If you're learning, start single-thread. If you're building something big, though, start multi-thread, because retrofitting multi-thread is really hard and likely to result in hard to find race conditions.
Software rendering resources and optimization
I developed 3D software engines in the 90's then moved on to DX/OpenGL/Vulkan.
I want to learn 2d/3d software rendering
My problem now is how to optimize this small lib algorithms before going 3D
but Im asking for SIMD and multithreading resources to utilise newer tech and benifit from it in addition to making software renderer
If you want to learn 3d software rendering, don't even think about optimisations at the start. To do a software engine is very difficult, so I would focus on that first. If you ever get it rendering 3D models + materials + lighting + depth buffering + cameras + clipping etc… then you can start profiling the code to see where the bottle necks are.
If you get to the optimisation stage, I would read Michael Abrash's Graphics Programming Black Book ( Quake) before doing anything.
@JoeJ two things told this away. first was, when i switched to a framebuffer code that was far simpler and far less cycles (this was aligned to 32 bit instead of 24 bit bitwise magic). i expected some speed gain from the simpler pixel code, but instead, the speed fell by 15-20% or something, due to larger memory area is being read and written.
of course i have reverted to the original algo after this.
i bought a cpu later, which had 66% less cache, but it was about the same clock speed (2 ghz, 3 mbyte L2 cache, 6 mbyte L3 cache VS 2.1 ghz, 2 MB L2 + 2 MB L3 cache), and architecturally approx the same. the half cache resulted a massive 50% speed drop.

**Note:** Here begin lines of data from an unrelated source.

Issue #246, opened 2016-08-31
Switch to better validation tool


tkurki:
tv4 appears dead as a project and its error reporting is sometimes really confusing.

Consider switching to another JSON Schema validator, such as http://epoberezkin.github.io/ajv/

See also https://github.com/ebdrup/json-schema-benchmark

bkp7:
@tkurki, just wanted to check we agree on the objectives before I spend too much time.

The end goal is to change from tv4 to ajv (which still looks to be active and good) and to automatically test schemas, samples, tests and the examples to be put in the documentation.

I would also like to make it easier to add and remove tests, which for me would just mean adding or removing a json file and the tests then automatically running. The present arrangement where each test has to be added in js is not straightforward at all. I propose the tests are placed in a folder structure:
- tests
  - full
    - valid
    - invalid
  - delta
    - valid
    - invalid
  - electrical
    - valid
    - invalid
  - sails
    - valid
    - invalid
  - etc ....

I think for unit testing it makes sense to separate the lower level schemas as there ought to be quite a few tests for each. For samples and documentation examples I think they should all be top level schema compliant (ie full, delta, subscribe, unsubscribe, discovery). Do you concur?

It would also be great to build something for the documentation examples so that sections can be minimised automatically (the scaffolding you mention in #320).

At present the tv4 tests have the banUnknownProperties flag set, which along with other issues in tv4 makes reliable testing and validation difficult. With this set, the current 'loose' json schema we have appear to be 'hardened', when other validators do not see it that way. I can't see that ajv has an equivalent flag. This will mean that changing to ajv will probably require some changes to the schemas to achieve the same results.

Keeping eyes on the end goal I propose:
1. Move/modify existing tests into the new folder layout but still running with tv4 to ensure we don't lose any existing test results
2. migrate to ajv
3. add in handling of documentation examples

Finally, a nice to have, would be a SignalK web page validator into which json can be copied and it validates it. I believe ajv can do this for us.

Your thoughts?

tkurki:
Please see http://node-master.signalk.org/@signalk/playground/dist/ fir an interactive validation tool. Where would you have found thus link? I mean how ti tell people about it?

To be useful the schema validation must be run so that the data only properties present in the schema. If ajv can not do that I don’t quite see how it would be useful.

This issue is about the validation tool. Reorganising tests is another - but I do agree with you on running all json files against the schema automatically. If you start this way please PR early, let’s review it early.

[...]

PR #320, opened 2017-01-22
Fix schema files to be valid against http://json-schema.org/draft-04/schema#

bkp7:
Fixed Schemas so that they validate. It seems the schemas themselves are not included in the tests.

Also I discovered that the uuid could be set to anything at all because the additionalProperties had not been set to false, so I've fixed that too.


tkurki:
Great stuff! I am all for merging this, just one question: did you manually validate all these? It would be great to add automatic tests so that everything does not degrade over time as things evolve. The lack of runnable tests is imho the root cause for these issues.

If you did this manually it would be great to share command line instructions in the readme.

bkp7:
They were validated using Altova. 

I will be working through a number of other issues we have found with the schemas over the next couple of days (on different branches), but I suggest you leave this here and I will aim to add the tests in.. 

Any objection to adding in tests for the samples so they stay relevant?

Also, is there any reason the tests are not all valid SignalK json? Some are snipets. I would have found it a lot easier if all the tests validated against one of the top level schemas which I think are: signalk.json, delta.json, subscribe.json, unsubscribe.json and discovery.json. If that's correct I think it should be in the documentation.

tkurki:
See also
https://github.com/SignalK/specification/tree/ajv-validator
https://github.com/SignalK/specification/issues/246

It would be absolutely wonderful to add validation of the samples to the tests.

The samples and tests have grown over time and are frankly a mess. You may consider also removing some of the samples or replacing them with better ones.

Another point to consider is that the samples used in the documentation under `gitbook-docs` would be separate files, included in the documentation, so that we can have validation tests for them as well. Even if what's needed in the documentation is a snippet we can add a test that validates it with some scaffolding.

Are you sure you want to keep this open? I would rather merge this and continue off master.

bkp7:
OK, merge this and I'll look at adding tests for the schemas later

so basically the simplest way to find this out is to buy cpus with various size of cache from the same architecture, or try adjusting the code for bigger/smaller memory pressure vs simpler/more complex code, to see which direction the speed moves, to find out if the cache is a bottleneck or not. for me, i went mostly with the more thight memory representations and hammering the alu a bit more, which gave me the best result in overall in this scenario, in most of the cases.